The ls-remote check is always the right first step — it tells you immediately whether the problem is on the remote side or local side, which cuts the diagnosis in half.

FAQ

Why does git fetch not pick up the new branch?

Either your remote-tracking refs are stale (fix with --prune), or your fetch refspec is scoped to a single branch (the most common cause when --prune doesn't help). The refspec lives in .git/config under [remote "origin"].

What is a fetch refspec and why does it matter?

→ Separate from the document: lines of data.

PR #1553, opened 2017-06-24
New addon closetCleaner

Fox214:
Initial official version


Fox214:
Reuses a lot of gearswap functions not sure if this is better stand alone or merged with gearswap.

z16:
You can consider making this a GS library, if that would help.

Fox214:
I think that's probably the best way to go since it knows the locations of the files and any reused functions are maintained. I just don't know how to do that.

Byrth:
Check out the organizer library for gearswap.

I believe that gearswap functions are exposed as ```gearswap['function name']()```

Fox214:
So I'm trying to make this into a library, first thing I did was put it in the libs directory (next to organizer-lib) I couldn't get that to work because the path couldn't find all the functions from the main gearswap I'm reusing, require '../flow.lua' (etc..) worked for most of them but I was getting an error about some chat file it couldn't see to resolve the path to which was in flow.lua

So at that point I tried to move it up to the main directory and just add a command line call right into gearswap.lua, I got that all working except now when it executes it can't find the include() function (where does this come from?) so it abends on my files since the first line in all my JOB.lua files is include('organizer-lib.lua') 

I had the same issue in my stand alone version but I coded around it be coding a dummy include function which just returns nothing so its basically a noop. The point of trying to integrate is so I don't have to and it will just process through that hopefully people won't have bugs if they run it.

trv6:
There's a little more work needed to convert this to a library (though probably not a lot). Moving it to the libs folder alone isn't enough.

I do not have an in depth knowledge of how your addon works, so I may be off and you'll definitely need to interpret this a little.

When you call `require` or `include` within a Gearswap user file, Gearswap loads the file located at `(gearswap directory)/data/[include path]/<args>` _into the user environment_ (not Gearswap's global environment).
Libraries are standalone scripts which are loaded into user files via `require` and `include` -- to emphasize, your code will end up in the user environment. As a result, your code's calls to `require` are searching the `.../data/[include path]/` directory and can't find the main Gearswap files. This is at the root of the conversion that you will need to do.

You need to account for your code existing within the user environment, which Gearswap refers to as `user_env`. There's actually a huge advantage to this: You tried to grab all of Gearswap's user environment functions (`include`, etc.) so that you could load a user file without getting errors, but you made a slight mistake and copied Gearswap's global environment instead (as a result, functions like `include` continued to throw errors). Once your code exists within `user_env` you won't need to do anything fancy.

Here's my suggestion, step by step:

From the user's perspective:
- The user will grab your code by adding `require('closet_cleaner')` somewhere in their file. This will dump all of the tables, globals, and functions you've defined into `user_env` (essentially copy/pasting your code). As a result, you'll need to take some precautions so that _your_ code doesn't interfere with _their_ code.
- The user will then need a command to run your code. You can add one via the `user_env` function `register_unhandled_command`, which is passed a variable number of arguments (the rest of the command). This is where the majority of your code will be called.

Within your code:

I _think_ your code currently does the following:

- Create a global sets table
- Go through a list of jobs and grab the user file via dofile (I'm pretty sure this dumps the user functions into Gearswap's global table, which is bad)
- Call the now global init_gear_sets or get_sets functions 
- Stash whatever has been added to the sets table

It doesn't look like you actually call any Gearswap functions (I only looked _very_ briefly).

Instead:
Your objective is to iterate through all of the user's files, load the contents, run the get_sets or init_get_sets functions, save the data from the sets table, and then dump everything else.

- Create a local table, say `local closet_cleaner = {}` and stash everything you need in there. This will hide your code from the user, however your eventual function for `register_unhandled_command` will still be able to see it.
- Create a record of equipment which will contain all of the user's sets, populated one file at a time: `closet_cleaner.master_closet = {}`
- Create a function, say `closet_cleaner.get_sets` which does the following:

    - You need a place to dump the contents of the user file, without messing up your closet_cleaner table, the global Gearswap environment, or the user environment: `closet_cleaner.sandbox = {}`.
    - Create your sets table within the sandbox: `closet_cleaner.sandbox.sets = {}`. Now the user's sets will have a spot to sit.
    - Since the `closet_cleaner.sandbox` table is where all of the user's code will end up, it needs access to the Gearswap user environment functions (this is your initial stumbling block). Tell the table to peak into `user_env` when it needs to: `setmetatable(closet_cleaner.sandbox, {__index = gearswap.user_env})` (since you're operating within `user_env` now, `setmetatable(closet_cleaner.sandbox, {__index = _G})` is equivalent, but the first is more explicit, I think).
    - Load the user file into `closet_cleaner.sandbox`. This is where you'll need to dance around Gearswap's code. You need the `loadfile` and `setfenv` functions, but they're not in `user_env`, so you'll need to grab them through `user_env.gearswap`.

    ``` 
    local user_file = gearswap.load_file(<path>) -- if the file is found, this will return the contents of the file wrapped in a function. If it is not found or the file contains an error, this will return `false` and an error message.

    if user_file then -- make sure the function containing the user file exists
       setfenv(user_file, closet_cleaner.sandbox) -- tell Lua to dump the contents of the user file into your sandbox
       user_file() -- run the user file

        -- run closet_cleaner.sandbox.get_sets or closet_cleaner.sandbox.init_get_sets if they exist
        local def_gear = closet_cleaner.sandbox.init_get_sets or closet_cleaner.sandbox.get_sets
        if def_gear then def_gear() end
    end 
    ```

    - `closet_cleaner.sandbox.sets` is now populated. Dump the contents into `closet_cleaner.master_closet`.
    - Wipe the sandbox: `closet_cleaner.sandbox = nil`

You've probably written the functions for dumping the contents of `closet_cleaner.sets` already, which is really the majority of the work. Everything else should be pretty quick.

The structure of your library would be (within Gearswap/libs/closet_cleaner.lua):
```
local closet_cleaner = {}

function closet_cleaner.get_sets = <...> -- as described

register_unhandled_command(function(command, ...)

    if command ~= 'cCleaner' then return end

    local jobs = L{...}

    for job in jobs:it() do
        -- find the filepath, which may be <name>_JOB.lua, JOB.lua, etc. (use pathsearch)
        closet_cleaner.get_sets(path)
    end

    -- now closet_cleaner.master_closet is populated
    -- Process closet_cleaner.master_closet (most of your existing code)
end)
```

The user would call your library with `gs c cCleaner JOB JOB JOB JOB JOB JOB JOB JOB JOB ....`.

trv6:
As a quick note, it looks like you defined `gearswap.pathsearch` in your main file. You can access it without redefining it from `user_env`. You can also also access all of the functions in validate.lua, which look like they'll be useful to you. 

Edit: Ohhh, I see. You had to redefine the file directory. Either way, you won't need to do that. (b'.')b

Fox214:
Ok thanks for all that, but yes the point of trying integrate to gearswap is to use any functions naturally and avoid the screwyness of trying to stitch paths back together. 

Effectively all my code does at a high level is this:
1. loads all data in the users inventory
2. loads all the data stored in the sets = {} tables in the <job>.lua files of the user
3. xrefs the 2 lists above with the resources data and counts up how much and where everything is used, prints an ascii file starting with 0 going upto as high as the user specifies in the config. This way you can dump gear/items you have no use for, or stuff that's used once maybe find an alternate piece to use instead and save an inv. slot. 

With respect to #2 I've created a table called supersets, then as I iterate through each job file which have data like sets.engaged.... sets.precast... (etc...) will all end up in the same table with this structure:
supersets.BLM.sets.engaged...
supersets.BLM.sets.precast....
supersets.BLU.sets.engaged...

(etc....) so Nothing should collide I don't think I can add another table prefix though if you like, and then rest of the code just crawls though the arbitrary nesting of all the tables down to the leafs and counts stuff up. Then its fun with printf and done.  So I think you got the gist of most of it. 

So now when I run this code:
`
```
local cc = {}
cc.sandbox = {}

register_unhandled_command(function(...)
    local cmds = {...}
    for _,v in ipairs(cmds) do
        if S{'closetCleaner','cc'}:contains(v:lower()) then
			setmetatable(cc.sandbox, {__index = gearswap.user_env})
			cc.sandbox.itemsBylongName = T{}
			cc.sandbox.itemsByName = T{}
			cc.sandbox.inventoryGear = T{}
			cc.sandbox.gsGear = T{}
			for k,v in pairs(cc.sandbox.res.items) do
				cc.sandbox.itemsBylongName[res.items[k].enl:lower()] = k
				cc.sandbox.itemsByName[res.items[k].en:lower()] = k
			end
			add_to_chat(122,'got here')
                        -- real call to the run_report function will go here 
			cc.sandbox = nil
        end
    end
    return false
end)
```
`

I'm getting 'attempt to index field 'res' (a nil value) , I can get around that by adding:
res = require 'resources'

but I think I should be inheriting it somehow unfortunately its not immediately clear to me how even after all that, I was hoping the setmetatable() function was the missing ingredient but it does not appear to be. 

(apologies I'm an engineer who's a total hack at programming)

trv6:
I don't think the resources are in the user environment. Try `gearswap.res` instead.

Fox214:
I think that did the trick, I'll try and finish this in the next couple days.

trv6:
It looks like you're mapping item string to id so you can convert the user's sets to ids. There must be a function for that in Gearswap. Maybe you could reuse that, if it's not nested within another function? 

I don't see it after a quick glance, though.

Fox214:
I confess I haven't thought about the actual code in a while, but if i remember correctly I map to the id, and sort on the id so its all consistent, otherwise I could get strange results if someone used a mix and long names and short names.  (because "Meg. Cuirie +1" and "Meghanada Cuirie +1" would count as separate items otherwise, also don't have to worry about case sensitivity (although that's an easy fix))

trv6:
Ehhhh, looks like it would be more complicated to go through Gearswap's functions in this case. They're converted from string name to bag location in `unpack_equip_list`. I guess you could go from name > bag location > id, but that doesn't seem much better.

It also wouldn't work for items that aren't in your bags. Aw well.

Fox214:
I think i tried to reuse as much as seemed reasonable when I originally wrote it, I'm not a big fan of reinventing the wheel. 

Slightly off topic: I wanted to also tell people what could be done with the items in the report (ie AH, bazaar, mule, storage slip X, voucher, etc..) is that data stored anywhere? (I know its on some webpages which I assume comes from the dats but I'm not feeling like writing something to scrape all that data is a good investment of my time)

trv6:
Auction house and bazaar stuff may be stored in the flags field, but I don't know.

Storage slips can be checked with the slips library.

```
require('slips')
slips.get_slip_by_item_id(<item id>)
```
Should do the trick.

Vouchers (event gear storage?) aren't available in the resources or libraries, but the checkstorage script has an up to date list, I think.

alphaONE2:
One problem I see with converting to ID, is you throw out information about augments. Instead I would suggest converting to (bag, index, id) tripples. Since bag + index uniquely identifies a *specific* item (or stack of items) a user owns, this lets you also track augments, the id part of the triple would just be a sanity check value, in case the user moves things unexpectedly and also used to build the final report.

Fox214:
Ok thanks for the tips on getting the extra info and not losing the augments (I'll have to look at mine, I think it considers them all the same item so if you have one you're no longer using, its obvious) 

I think I have the variables all straightened out now, and I think "dofile" is not compatible with the include() function. I was able to prove this by in a working file, I created a 2 line file called FOO.lua in my data directory with my JOB.lua files:
```
print('doing foo')
include('organizer-lib.lua')
```
I then just replaced the include line above (which is line 1 of my lua) with:
`dofile(windower.addon_path..'data/FOO.lua')`

And sure enough I get the include error. Obviously I do not want to execute anything in the lua, I just want to load the function to populate the sets = {} table so I can traverse through it and do the tallying. (I had actually original approached this project in having gearswap dump my inventory, then writing a perl script to parse that and the lua files and generate the report but after I started it made more sense to just leverage the lua data structure) 

Any ideas to replace the "dofile" then? I also tried a dummy wrapper but this did not appear to work:

```
function include(f)
	gearswap.include(f)
end
```

trv6:
Don't use `dofile`. It will load the contents of the file into Gearswap's environment (yikes) rather than `user_env`. The `include` function only exists within `user_env`. In Gearswap's environment, I think it's `include_user`, but you should not attempt to go through the `gearswap` table to get it.

Remember that everything you're doing is in `user_env`, you're simply having difficulty getting the files to load there alongside your code, rather than into Gearswap's environment. The method I described earlier, using `gearswap.loadfile` and `setfenv`, should be sufficient-- unless I goofed (which happens a **lot**).

Fox214:
Ah apologies I missed that amongst all the other info. 

Unfortunately I can't make it work, load_file doesn't exist. 

```
function cc.extract_sets(file) 
	local job_id = cc.sandbox.jobs[file]
	local user_file = gearswap.load_user_files(job_id, file)
	if user_file then 
	    setfenv(user_file, cc.sandbox) 
	    user_file() 
		print("loaded..."..file)

		local def_gear = cc.sandbox.init_get_sets or cc.sandbox.get_sets
		if def_gear then 
			def_gear() 
		end
		return cc.deepcopy(cc.sandbox.sets)
	else	
		print('lua file for '..file..' not found!')
	end 
end
```
I tried include_user() and load_user_files() neither seem to load anything, it just prints the "else" (lua file for ...not found). I think if I can get this to work I should be good.

trv6:
Is `gearswap.loadfile` nil? It's a core Lua function, so it should be there.

Fox214:
nope, I grepped through the whole directory, any of this look right?

```
steve@Ares:/cygdrive/c/games/playonline/windower4
$ find . -name "*.lua" | xargs -i grep -i load {} | grep function | grep -v unload | sort -u                                                                                                                   
    tracker:register_event('reload', function()
-- Can define functions to execute every time the settings are reloaded
-- Load logger settings (has to be after the logging functions have been defined, so those work in the config and related files).
--Added this function for first load on new version. Because of the newly added features that weren't there before.
function config.load(filepath, defaults)
function config.reload(settings)
function global_on_load()
function include_user(str, load_include_in_this_table)
function load_sidecar(job)
function load_user_files(job_id,user_file)
function load_user_globals()
function loadout(loadout_items)
function loadout_get(loadout_items, current_items)
function loadout_tidy(loadout_items, current_items)
function options_load( )
function org.export_loadout(run_type)
function thaw(file_name,bag,loadout)
windower.register_event("load", function()
windower.register_event('load', function()
windower.register_event('load', initialize:cond(function() return windower.ffxi.get_info().logged_in end))
windower.register_event('load', 'logout', 'login', function()
windower.register_event('load', update:cond(function() return windower.ffxi.get_info().logged_in end))
windower.register_event('load',function ()
windower.register_event('load',function()
```

trv6:
It wouldn't be defined in a gearswap file. Try `print (gearswap.loadfile)` in a blank gs file.

trv6:
Errr, sorry. That was worded really poorly. To clarify:
You won't find `loadfile` defined within GearSwap's directory. It's a stock Lua function (like print, dofile, etc.); Byrth didn't write it.
I don't see any trickery in Byrth's code that would prevent access to `loadfile` from `user_env` through the `gearswap` table. i.e. `gearswap.loadfile`.
Sorry for the confusion!

Fox214:
ok sorry been busy last couple days:
print(dofile) returns "function 3342B0C8"
print(loadfile) returns  "nil". 

I created a simple testcase I ran at the command line with cygwin and I got both loadfile and dofile to work, but obviously I can't get it to work inside windower/gearswap (seems like loadfile is missing?). Any other ideas?

trv6:
`print(loadfile)` is expected to print nil. As you guessed, `loadfile` is not in `user_env`. However, it is in Gearswap's global environment, and you should be able to access it through the `gearswap` table.

If `print(gearswap.loadfile)` prints nil, then there's trouble.

Fox214:
Ok that worked (I thought I tried it before, but apparently not or I found a secondary tweak I also had to do) 

The bad news is I think its going into an infinite loop (I either get out of memory error or the game crashes) I think it could be due to executing the same file with require('closetCleaner') in it? Any ideas to deal with that? (there's no loop if I skip the loadfile section of code)

trv6:
Ohhh, oops. It looks like `include_user` doesn't write anything to `package.loaded`, so it would load ClosetCleaner again for each file. I'm not sure that would cause an infinite loop unless you're testing it with the script's code in the main body of the file rather than the unhandled_command event, but it's a quick fix either way.
Within the sandbox, wrap the include/require functions:
```
function cc.include(str)
    if str ~= 'ClosetCleaner' then
        include(str, cc.sandbox)
    end
end

cc.sandbox.include = cc.include
cc.sandbox.require = cc.include
```

That will prevent the closet cleaner library from being reloaded. The second argument to `include` (cc.sandbox) tells GearSwap to put everything into the `cc.sandbox` table, preventing all of the files from ending up in `user_env` (which would probably require people to reload their files after running the closet cleaner command).

Fox214:
Ok so I'm still not getting it, an abbreviated version of what I have (all from global scope of closetCleaner.lua) (with the def_gear() line commented out there is no loop, but of course that's what populates the tables, so I don't expect it to work):

```
-- sets the 'sets' and puts them into supersets based off file name. 
function cc.extract_sets(file) 
	local user_file = gearswap.loadfile(file)
	if user_file then 
	    gearswap.setfenv(user_file, cc.sandbox) 
	    user_file() 
		print(gcnt.." loaded..."..file)
		gcnt = gcnt + 1
		local def_gear = cc.sandbox.init_get_sets or cc.sandbox.get_sets
		if def_gear then 
			-- def_gear() 
		end
		return cc.deepcopy(cc.sandbox.sets)
	else	
		print('lua file for '..file..' not found!')
	end 
end

function cc.include(str)
    if str ~= 'ClosetCleaner' then
        include(str, cc.sandbox)
    end
end

cc.sandbox.include = cc.include
cc.sandbox.require = cc.include

```

Fox214:
I should also add, gcnt is always one, which proves its coming from different calls to the file, that debug statement will come out.

trv6:
Hmm. Ruling out the easy stuff: within the gearswap files you're using to test the library, is it typed `include ('ClosetCleaner')` (same capitalization, no '.lua', etc?).

gcnt is probably being overwritten each time the file loads, unless it's defined 'gcnt = gcnt or 0'.

Fox214:
Yes, could the problem be that I am including it in my User-Globals file? Would I be best off doing it in each one? 

Also I only put it in there to see if it was looping because of something in my program (which should show > 1) or because my program is getting loaded multiple times (then only 1) since its the latter I know that's the issue.  (and oops I had require, but I changed to include same issue)

Fox214:
ok I did get it to work as expected but this work around is a hack:
I put the include in a job I don't care about go to mh change to that job (in this case it was COR) so COR.lua gets loaded (and closetCleaner through the include) and I have 17 other jobs in the ccjobs list and ran it and it worked like a charm.  I'm still at a loss how to make it work in a non-hacky way. 

Shall I open a gearswap branch or email you the file or what?

Fox214:
would it be possible for gearswap to load the include when the command is run then unload it after so its not in any of the JOB.lua files?

trv6:
Include vs require shouldn't matter, as you found. They're the same function. Loading within a shared file also shouldn't matter.

Some print statements might help you trace the issue. I'd start with printing `str` in `cc.include`. Your console will get spammed, but it will allow you to verify that the include wrapper is being called and the file causing the loop.

trv6:
If you commit your work on the library to your clone of windower/Lua/dev, I'll take a look at it on Thursday.

Fox214:
Ok i've commited 2 files in GearSwap/lib

Fox214:
Also I validated my cc.include function is getting called, I'll try and look at this some more tomorrow as well.

trv6:
I think you forgot to push your changes.

Fox214:
Repository: Fox214/Lua
Branch: closetCleaner
Files: addons\Gearswap\libs\ccConfig.lua and closetCleaner.lua 

If that's the wrong spot let me know my github client says they're there.

z16:
@trv6 Since the pull request is closed we don't get updates when @Fox214 pushes changes anymore.

Fox214:
Hi did you ever get a chance to look at this? Sorry I'd been on vacation and it sort of fell off my radar.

A refspec tells git which remote refs to download and where to store them locally. The default +refs/heads/*:refs/remotes/origin/* means "fetch every branch on the remote into origin/* locally." If yours is scoped to a specific branch (e.g. refs/heads/main:refs/remotes/origin/main), git will only ever track that one branch.

How did my refspec get scoped to a single branch?

Common causes: cloning with --single-branch, cloning with --branch <name> plus --single-branch, GitHub Actions checkouts that use fetch-depth: 1 and a specific ref, and some Dependabot/CI tools that explicitly scope the refspec to save bandwidth.

Is git fetch --all --prune the same as fixing the refspec?

No. --all fetches from every configured remote (relevant if you have multiple), and --prune removes stale remote-tracking refs — but neither expands a refspec that's scoped to a single branch. You still have to fix the refspec itself.

Will fixing the refspec break anything?

No. It just tells git to track all branches instead of one. You won't lose history, refs, or local branches. The next git fetch origin will pull down all the previously-ignored remote branches.